Hiebei sind noch nachträglich zwei Puncte zu erwähnen: zuerst nämlich, daß diese Rechtssitte in Meklenburg sicher noch während des 16. Jahrh. bestand.

Im J. 1559 ward Helmuth von Plessen zu Brüel in Wismar auf der Hochzeit des Daniel von Plessen zu Steinhausen durch Joachim von Stralendorf erschlagen. Nur ungern sandte der Rath zu Wismar, das competente Gericht, dem Mörder eine Wachshand statt der wirklichen Hand des Erschlagenen, als Mahnung, vor Gericht zu erscheinen, zu.
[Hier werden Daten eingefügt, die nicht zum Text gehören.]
PR #8629, opened 2020-02-25
Add option to use etcd managed by cilium-etcd-operator as kvstore

### LINKED ISSUE #8465: CNI Improvement: Cilium KV-Store Backed Cluster Support
As of Cilium 1.6 deployments of Cilium default to using the Kubernetes CRD mechanism for storing Cilium primitives, where it previously required it's own etcd or Consul storage engine.

The only option currently configured in the Cilium manifest template is CRD-backed storage. I'd like to propose the ability to support both mechanisms should the end user desire it.

The thinking would be to change the Cilium Networking Spec to include a few options to generate alternate manifests for Kops to deploy the KV-store backed Cilium agents.

Initial discussion was posed in [this ticket](https://github.com/kubernetes/kops/pull/8445)

olemarkus:
This PR adds the possibility to use etcd as kvstore for cilium agent state. See https://docs.cilium.io/en/v1.7/gettingstarted/k8s-install-etcd-operator/ for the details.

Fixes #8465

Note that coredns 1.6+ currently has a bug that prevents etcd-operator from creating clusters, so if one wants to test this, downgrade coredns first. See https://github.com/coredns/coredns/issues/3686

### DIFF
--- a/upup/models/cloudup/resources/addons/networking.cilium.io/k8s-1.12.yaml.template
+++ b/upup/models/cloudup/resources/addons/networking.cilium.io/k8s-1.12.yaml.template
@@ -748,11 +748,6 @@ spec:
           readOnly: true
 {{- end }}
       hostNetwork: true
-{{- if .EtcdManaged }}
-      # In managed etcd mode, Cilium must be able to resolve the DNS name of
-      # the etcd service
-{{- end }}
-
       restartPolicy: Always
       serviceAccount: cilium-operator
       serviceAccountName: cilium-operator
--- a/upup/models/cloudup/resources/addons/networking.cilium.io/k8s-1.12.yaml.template
+++ b/upup/models/cloudup/resources/addons/networking.cilium.io/k8s-1.12.yaml.template
@@ -580,7 +580,7 @@ spec:
             path: etcd.config
           name: cilium-config
         name: etcd-config-path
-        # To read the k8s etcd secrets in case the user might want to use TLS
+        # To read the Cilium etcd secrets in case the user might want to use TLS
       - name: etcd-secrets
         secret:
           defaultMode: 420
--- a/upup/models/cloudup/resources/addons/networking.cilium.io/k8s-1.12.yaml.template
+++ b/upup/models/cloudup/resources/addons/networking.cilium.io/k8s-1.12.yaml.template
@@ -7,6 +7,21 @@ metadata:
     role.kubernetes.io/networking: "1"
 data:
 {{ with .Networking.Cilium }}
+
+{{- if .EtcdManaged }}
+  kvstore: etcd
+  kvstore-opt: '{"etcd.config": "/var/lib/etcd-config/etcd.config", "etcd.operator": "true"}'
+
+  etcd-config: |-
+    ---
+    endpoints:
+      - https://cilium-etcd-client.kube-system.svc:2379
+
+    trusted-ca-file: '/var/lib/etcd-secrets/etcd-client-ca.crt'
+    key-file: '/var/lib/etcd-secrets/etcd-client.key'
+    cert-file: '/var/lib/etcd-secrets/etcd-client.crt'
+{{ end }}
+
   # Identity allocation mode selects how identities are shared between cilium
   # nodes by setting how they are stored. The options are "crd" or "kvstore".
   # - "crd" stores identities in kubernetes as CRDs (custom resource definition).
@@ -460,6 +475,14 @@ spec:
           name: cni-path
         - mountPath: /host/etc/cni/net.d
           name: etc-cni-netd
+{{ if .EtcdManaged }}
+        - mountPath: /var/lib/etcd-config
+          name: etcd-config-path
+          readOnly: true
+        - mountPath: /var/lib/etcd-secrets
+          name: etcd-secrets
+          readOnly: true
+{{ end }}
         - mountPath: /var/lib/cilium/clustermesh
           name: clustermesh-secrets
           readOnly: true
@@ -548,6 +571,22 @@ spec:
           type: FileOrCreate
         name: xtables-lock
         # To read the clustermesh configuration
+{{- if .Networking.Cilium.EtcdManaged }}
+        # To read the etcd config stored in config maps
+      - configMap:
+          defaultMode: 420
+          items:
+          - key: etcd-config
+            path: etcd.config
+          name: cilium-config
+        name: etcd-config-path
+        # To read the k8s etcd secrets in case the user might want to use TLS
+      - name: etcd-secrets
+        secret:
+          defaultMode: 420
+          optional: true
+          secretName: cilium-etcd-secrets
+{{- end }}
       - name: clustermesh-secrets
         secret:
           defaultMode: 420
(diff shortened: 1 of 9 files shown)


upup/models/cloudup/resources/addons/networking.cilium.io/k8s-1.12.yaml.template
```diff
@@ -698,10 +737,42 @@ spec:
...
+          name: etcd-config-path
+          readOnly: true
+        - mountPath: /var/lib/etcd-secrets
+          name: etcd-secrets
+          readOnly: true
+{{- end }}
       hostNetwork: true
+{{- if .EtcdManaged }}
+      # In managed etcd mode, Cilium must be able to resolve the DNS name of
+      # the etcd service
```
johngmyers: Did you forget to set the `dnsPolicy` here?

upup/models/cloudup/resources/addons/networking.cilium.io/k8s-1.12.yaml.template
```diff
@@ -717,4 +788,242 @@ spec:
...
+              apiVersion: v1
+              fieldPath: metadata.uid
+        - name: CILIUM_ETCD_META_ETCD_AUTO_COMPACTION_MODE
+          value: "revision"
+        - name: CILIUM_ETCD_META_ETCD_AUTO_COMPACTION_RETENTION
+          value: "25000"
+        image: "cilium/cilium-etcd-operator:v2.0.7"
+        name: cilium-etcd-operator
+      dnsPolicy: ClusterFirst
+      hostNetwork: true
```
johngmyers: priorityClassName: system-cluster-critical

johngmyers:
Does cilium-etcd-operator run the etcd pods with host network? We forked etcd-operator to include coreos/etcd-operator#2094 and suspect we'll have to fork cilium-etcd-operator too.

Also, does cilium-etcd-operator run the etcd pods with the system-cluster-critical priority class?

Since etcd-operator appears to be unmaintained, I'm wondering if it would be practical to add a Cilium mode to etcd-manager.

upup/models/cloudup/resources/addons/networking.cilium.io/k8s-1.12.yaml.template
olemarkus: Not 100% sure this should qualify for system-cluster-critical. It technically isn't very critical even though the pods it spawns is critical.

upup/models/cloudup/resources/addons/networking.cilium.io/k8s-1.12.yaml.template
olemarkus: No, I removed that part on purpose. Changing the DNS policy breaks cilium because it can no longer look up the internal cluster DNS (since we use the public DNS entry for that). The change on line 14 (` "etcd.operator": "true"`) removes the need to change the DNS policy.
That particular change hasn't made it into the cilium helm templates yet, if you are comparing to what that one outputs.

johngmyers: You have a conditional wrapped around nothing but comments here. Perhaps remove the conditional and comments as well?

upup/models/cloudup/resources/addons/networking.cilium.io/k8s-1.12.yaml.template
johngmyers: If it gets preempted then it can't repair any problems with the Cilium etcds, such as their losing quorum.

olemarkus:
> Does cilium-etcd-operator run the etcd pods with host network? We forked etcd-operator to include coreos/etcd-operator#2094 and suspect we'll have to fork cilium-etcd-operator too.

No, it doens't. It is unclear to me why that would be necessary.

> 
> Also, does cilium-etcd-operator run the etcd pods with the system-cluster-critical priority class?

No, I and I am not sure it is correct to do so either. The consequence of losing etcd is that state propagation will be slower, but it won't lead to immediate critical failure

> Since etcd-operator appears to be unmaintained, I'm wondering if it would be practical to add a Cilium mode to etcd-manager.

That could be interesting. Everything that talks to etcd uses hostNetworking, so etcd-manager's etcd should be reachable too. It would certainly the concerns above. Would be a pretty big change though.

upup/models/cloudup/resources/addons/networking.cilium.io/k8s-1.12.yaml.template
olemarkus: A thanks. I was certain I removed that one. :man_facepalming:

johngmyers:
With hundreds of nodes, "slower" may well be "completely unstable". If someone doesn't need etcd for state propagation it's likely they wouldn't enable it.

I suppose in the crd identity allocation mode an agent could bootstrap off of the apiserver, so running etcd on host network wouldn't be as important as for kvstore mode. It might even be able to do so without killing the apiserver when in a large cluster.

johngmyers:
Shouldn't we bump the version in bootstrapchannelbuilder.go?

olemarkus:
Cilium's stance on this is still that larger environments should use external etcd (https://docs.cilium.io/en/v1.7/gettingstarted/k8s-install-external-etcd/)
I think etcd-manager would qualify as that better be pretty damn stable.

Forking cilium-etcd-operator/etcd-operator etc isn't an option for me at least.

olemarkus:
> Shouldn't we bump the version in bootstrapchannelbuilder.go?

Yep. bumped.

johngmyers:
External etcd would be expensive to manage. We run in-cluster etcd on host network with forked etcd-operator. When we are able to upgrade to 1.6 we'll look at crd identity allocation mode with etcd for propagation, assuming we're willing to stay under 250 nodes.

Elsewhere they've mentioned that pure crd is only good for up to 50 nodes.

Host network is not a blocker for this PR. I'm trying to decide whether I want to hold out for priorityClassName on cilium-etcd-operator. If cilium-etcd-operator happens to not put them on the etcd pods then it'd be a moot point unless/until that could be fixed upstream.

olemarkus:
I think we should push this in without and then I can see if I can push cilium to propagate the priority class.

I agree that external etcd is too expensive, but I want to see how hard it is to add another etcd-manager cluster. That will have to come later though

johngmyers:
It looks like cilium/cilium-etcd-operator#67 is going to be a significant defect now that kops rolling update can drain nodes in parallel.

olemarkus:
Yep. I think I am going to have a look at etcd-manager sooner than I thought.

upup/models/cloudup/resources/addons/networking.cilium.io/k8s-1.12.yaml.template
```diff
@@ -699,10 +738,37 @@ spec:
...
+      volumes:
+      # To read the etcd config stored in config maps
+      - configMap:
+          defaultMode: 420
+          items:
+          - key: etcd-config
+            path: etcd.config
+          name: cilium-config
+        name: etcd-config-path
+        # To read the k8s etcd secrets in case the user might want to use TLS
```
johngmyers: These are the Cilium etcd secrets, not the k8s ones, right?

olemarkus: Yes. etcd-operator creates the secret `cilium-etcd-secret`.

upup/models/cloudup/resources/addons/networking.cilium.io/k8s-1.12.yaml.template
```diff
@@ -548,6 +571,22 @@ spec:
...
+{{- if .Networking.Cilium.EtcdManaged }}
+        # To read the etcd config stored in config maps
+      - configMap:
+          defaultMode: 420
+          items:
+          - key: etcd-config
+            path: etcd.config
+          name: cilium-config
+        name: etcd-config-path
+        # To read the k8s etcd secrets in case the user might want to use TLS
```
johngmyers:
```suggestion
        # To read the Cilium etcd secrets in case the user might want to use TLS
```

Der Rath ließ sich sogar dieserhalb einen Revers von den Angehörigen des Getödteten geben. Vgl. Schröder's Papist. Mecklenburg, S. 670; Franck's A. u. N. Mecklenb. Buch X, S. 76. 77.

Als im J. 1549 Achim Barnekow auf Gustävel einen Bürger Namens Wardenberg aus Pritzwalk erschlagen hatte, vertrug er sich mit den Angehörigen desselben dahin, daß er ihnen 8 Tage nach Antonius 1550 zu Plau 40 Gulden Münze und 5 Mark lübisch "zur Bestettigunge des Entleibten Hand" zu bezahlen verhieß.

Im J. 1566 sollte Lüder Barse zu Stieten den Peter Bützow zu Poppendorf beim Zechgelage getödtet haben. Er behauptete aber, unschuldig zu sein, und bat deshalb die Blutsfreunde des Peter Bützow, dem Todten die Hand abzunehmen und bis zum Austrag der Sachen zu verwahren, indem er sich vor Gericht stellen werde.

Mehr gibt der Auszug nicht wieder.